All the layers are interconnected and each connection is associated with a weight. These are also just decimal numbers. Knowing the values of the neurons of the input layer and the weights, we can calculate the values of all the other neurons in the network.
That is, the values of the neurons of the first hidden layer are calculated based on the values of the neurons of the input layer, and the connection weights between the input and the first hidden layers.
This process is called forward propagation.
But, how do we know the value of the weights? Basically we don’t. We need to learn them. And, that’s actually when learning takes place. We can utilize the backpropagation training algorithm for this, which was invented back in 1986, but is still used today.
For each training instance, the backpropagation algorithm first makes a prediction (forward pass) and measures the error.
- The algorithm handles one mini-batch at a time (for example, 32 instances each) and it goes through the full training set multiple times. Each pass is called an epoch.
- The algorithm uses a loss function that compares the desired output and the output of the network, and returns some measure of the error.
Then it goes through each layer in reverse order and computes the gradient of loss function with respect to every single model parameter. In other words, it measures the error contribution from each connection (reverse pass). Once we have these gradients, we know how to tweak the parameters in order to reduce the error (this is called the Gradient Descent step).
Having walked through all of the above, here are some conclusions:
- We need data to train the Machine Learning algorithm. The more data, the better. According to Peter Norvig’s famous work ‘The Unreasonable Effectiveness of Data’: for complex problems the data matters more than the algorithm itself.
- Data is everywhere and it’s constantly being born on people’s edge devices like mobile phones, cameras and microphones as well as social media and transaction histories.
- Training an ML model is computationally expensive.
In a standard ML setup, data is usually collected from one or multiple clients and stored in a central storage. A Data Scientist has access to the data in the storage for doing ML.
A data scientist wants to train an AI model on the data using a predefined ML algorithm. Once the model is trained, they evaluate it on new or unseen data. If the model’s performance is not satisfactory, a data scientist makes some changes to the algorithm, does hyper-parameter tuning, or adds more data. Then they retrain and re-evaluate the model.
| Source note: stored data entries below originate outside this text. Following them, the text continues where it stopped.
PR #264, opened 2018-10-01
Add support for custom templates

martindekov:
Enable users which have their own instance of OF-cloud
to add their own template repositories through configuration
rather than manually enter in the code and applying changes
to the right place

Signed-off-by: Martin Dekov (VMware) <mdekov@vmware.com>

## Description

This Closes #229. I went with the approach that separates the repositories with comma
```
custom_templates: "https://github.com/single/template.git, https://github.com/another/template.git"
```
though if requested can find a way to change this maybe with 
```
custom_templates:
  - https://github.com/single/template.git
  - https://github.com/another/template.git
```
But I can't think of a way to get those values from single key without having to parse yaml, which means I must copy the file inside the container and then parse ..

Went with separate function since the `fetchTemplates(something)` with that change would now format the templates AND fetch them and the function becomes too long for the thing it does(fetching) also inconvenient for testing.

## How Has This Been Tested?

Added tests also tested on my cloud with image `martindekov/of-git-tar:261` and modified configuration in `gateway_config.yml` with `custom_templates` variable like so 
```
...
  custom_templates: "https://github.com/openfaas-incubator/python-flask-template.git, https://github.com/openfaas-incubator/ruby-http.git"
...
```
the content of the folder inside the container is
```
$ ls template
csharp                   golang-http              java8                    node8-express            python-armhf             python3-flask
dockerfile               golang-http-armhf        node                     node8-express-armhf      python27-flask           python3-flask-armhf
go                       golang-middleware        node-arm64               php7                     python3                  ruby
go-armhf                 golang-middleware-armhf  node-armhf               python                   python3-armhf            ruby-http
```
Commented out the custom_templates like in `gateway_config.yml` like so
```
...
  #custom_templates: "https://github.com/openfaas-incubator/python-flask-template.git, https://github.com/openfaas-incubator/ruby-http.git"
...
```
and inside the container the templates folder contains
```
$ ls template
csharp                   golang-http              java8                    node8-express            python-armhf
dockerfile               golang-http-armhf        node                     node8-express-armhf      python3
go                       golang-middleware        node-arm64               php7                     python3-armhf
go-armhf                 golang-middleware-armhf  node-armhf               python                   ruby
```
## How are existing users impacted? What migration steps/scripts do we need?

N.A. This change is enhancement.

## Checklist:

I have:

- [ ] updated the documentation and/or roadmap (if required)
- [x] read the [CONTRIBUTION](https://github.com/openfaas/faas/blob/master/CONTRIBUTING.md) guide
[...]

Issue #319, opened 2018-10-30
Validate custom template URLs


alexellis:
## Expected Behaviour

We should validate that custom template URLs are well-formed URLs.

http and https should both be valid.

## Current Behaviour

We don't

## Possible Solution

This is part of the review feedback of : https://github.com/openfaas/openfaas-cloud/pull/264

alexellis:
Please update the unit tests to handle errors when the URLs are invalid and reduce the level of nesting/indent as per - https://github.com/openfaas/openfaas-cloud/pull/320/files#r229253436

alexellis:
Additional comments: https://github.com/openfaas/openfaas-cloud/pull/320#discussion_r229260827

ivanayov:
@alexellis addressed your comments in #321

PR #320, opened 2018-10-30
 Follow up #264 (Add support for custom templates) 

ivanayov:
This addresses pull #264 comments

### DIFF
--- a/git-tar/function/ops.go
+++ b/git-tar/function/ops.go
@@ -44,9 +44,7 @@ func parseYAML(pushEvent sdk.PushEvent, filePath string) (*stack.Services, error
 }
 
 func fetchTemplates(filePath string) error {
-	templateRepos := []string{"https://github.com/openfaas/templates",
-		"https://github.com/openfaas-incubator/node8-express-template.git",
-		"https://github.com/openfaas-incubator/golang-http-template.git"}
+	templateRepos := formatTemplateRepos()
 
 	for _, repo := range templateRepos {
 		pullCmd := exec.Command("faas-cli", "template", "pull", repo)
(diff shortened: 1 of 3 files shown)


git-tar/function/ops_test.go
```diff
@@ -100,3 +102,106 @@ func Test_getRepositoryURL_whenGetTokenReturnsError_WhenRepositoryIsPrivate(t *t
...
+		},
+		{
+			title:         "Templates with two added custom repositories without spaces",
+			envRepos:      "https://github.com/my-custom/repo.git,https://github.com/another/repo.git",
+			expectedRepos: append(formalRepos, ([]string{"https://github.com/my-custom/repo.git", "https://github.com/another/repo.git"})...),
+		},
+	}
+	for _, test := range tests {
+		os.Setenv("custom_templates", test.envRepos)
+		t.Run(test.title, func(t *testing.T) {
```
alexellis: This level of nesting is confusing. I think we can do better this will help with maintainability.

git-tar/function/ops.go
```diff
@@ -489,3 +487,24 @@ func importSecrets(pushEvent sdk.PushEvent, stack *stack.Services, clonePath str
 
 	return nil
 }
+
+// getShortSHA returns shorter version of git commit SHA
+func getShortSHA(sha string) string {
```
alexellis: Please remove this, it's now part of the SDK package.

git-tar/function/ops.go
```diff
@@ -489,3 +487,20 @@ func importSecrets(pushEvent sdk.PushEvent, stack *stack.Services, clonePath str
...
 	return nil
 }
+
+func formatTemplateRepos() []string {
+	templateRepos := []string{"https://github.com/openfaas/templates"}
+
+	if envTemplates := os.Getenv("custom_templates"); len(envTemplates) > 0 {
+		customTemplates := strings.Split(envTemplates, ",")
+		for _, repo := range customTemplates {
+			if strings.Contains(envTemplates, "https://") || strings.Contains(envTemplates, "http://") {
```
alexellis: This does not count as URL validation. You should be using https://godoc.org/net/url#URL.Parse from the Go stdlib.

I also can't see any error handling here. `func formatTemplateRepos() []string` should be: `func formatTemplateRepos() ([]string, error)`

Fix this up in the linked issue #319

The Data Scientist keeps doing these steps until the model reaches an accepted level of efficiency.
Once the Data Scientist is happy with the model, they deploy it to the devices where the model will be used to make inference on the device data.
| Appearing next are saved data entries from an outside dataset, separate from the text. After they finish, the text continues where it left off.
Issue #171, opened 2018-09-13
UI: dashboard detail page - "run on my OpenFaaS" button


alexellis:
For the UI dashboard page I'd like to see a new button for users called "run on my OpenFaaS"

When you click on it a modal appears which you can copy/paste a stack.yml which is generated by the webpage using the Docker image name and function name.

It should also have a copy/paste command for the faas-cli to deploy.

Example:

Save as `stack.yml`:
```
provider:
  name: faas
  gateway: http://127.0.0.1:8080

functions:
  octo:
    skip_build: true
    image: ofcommunity/alexellis-go-fns-tester-octo:latest-665d959
```

Then run: 

```
faas-cli deploy
```

affix:
@alexellis It would be cool to have it have a ready to run one liner

like

```
$ curl https://url.tld/guid/stack.yml | faas-cli deploy
```

or allow the deploy command to take a URL to a stack

kenfdev:
Derek add label: area/dashboard

kenfdev:
How to integrate modals to the current dashboard is discussed in the following issue:

https://github.com/openfaas/openfaas-cloud/issues/172

ivanayov:
Derek assign: me

ivanayov:
Derek unassign: me

bartsmykla:
Derek assign: me

alexellis:
Derek add label: Hacktoberfest

alexellis:
Derek unassign: bartsmyka

alexellis:
Let's only assign work when actively working on it to prevent blocking participation from the community.

alexellis:
Derek unassign: bartsmykla

bartsmykla:
Derek assign: me

PR #326, opened 2018-11-01
Added Run on my OpenFaaS functionality

bartsmykla:
Closes https://github.com/openfaas/openfaas-cloud/issues/171

## Description
- In function description page added button which clicked
opens modal with code which you need to run to quickly run
function in your OpenFaaS instance

## How Has This Been Tested?

Deployed on my own cluster end went to multiple different function pages checking if generated code is correct

This is just ui change, and doesn't need to any migration from user. It should just work  

## Checklist:

I have:

- [ ] added unit tests

### DIFF
--- a/dashboard/client/src/components/ModalRunOnMyOF/ModalRunOnMyOF.jsx
+++ b/dashboard/client/src/components/ModalRunOnMyOF/ModalRunOnMyOF.jsx
@@ -1,0 +1,118 @@
+import React, { Component } from 'react';
+import {
+  Modal,
+  ModalBody,
+  ModalHeader,
+  FormFeedback,
+  Form,
+  Input,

→ Why use Machine Learning to Scale Business Intelligence & Predict Data Outcomes
Machine Learning: constraints and limitations
There are some limitations in standard Machine Learning:
- It requires data to be centralized on a single machine or server, or in a data center.
- As a result, it compromises the privacy of the data owners by exposing the sensitive information, at least to the developer and the centralized machine owner.
- Due to privacy concerns, the owners are not always willing to share their sensitive but useful data, which creates data scarcity.
- On top of that, training large Machine Learning algorithms on billions of data in a centralized machine or a cluster of machines is computationally very expensive.
Traditional programming, that is a manually created program with input data producing the output while running on the computer, has been around for quite some time already.
Machine Learning, an automated process of the algorithms formulating the rules from the data, is a powerful way that yields productive insights suitable for later usage to predict business valuable outcomes.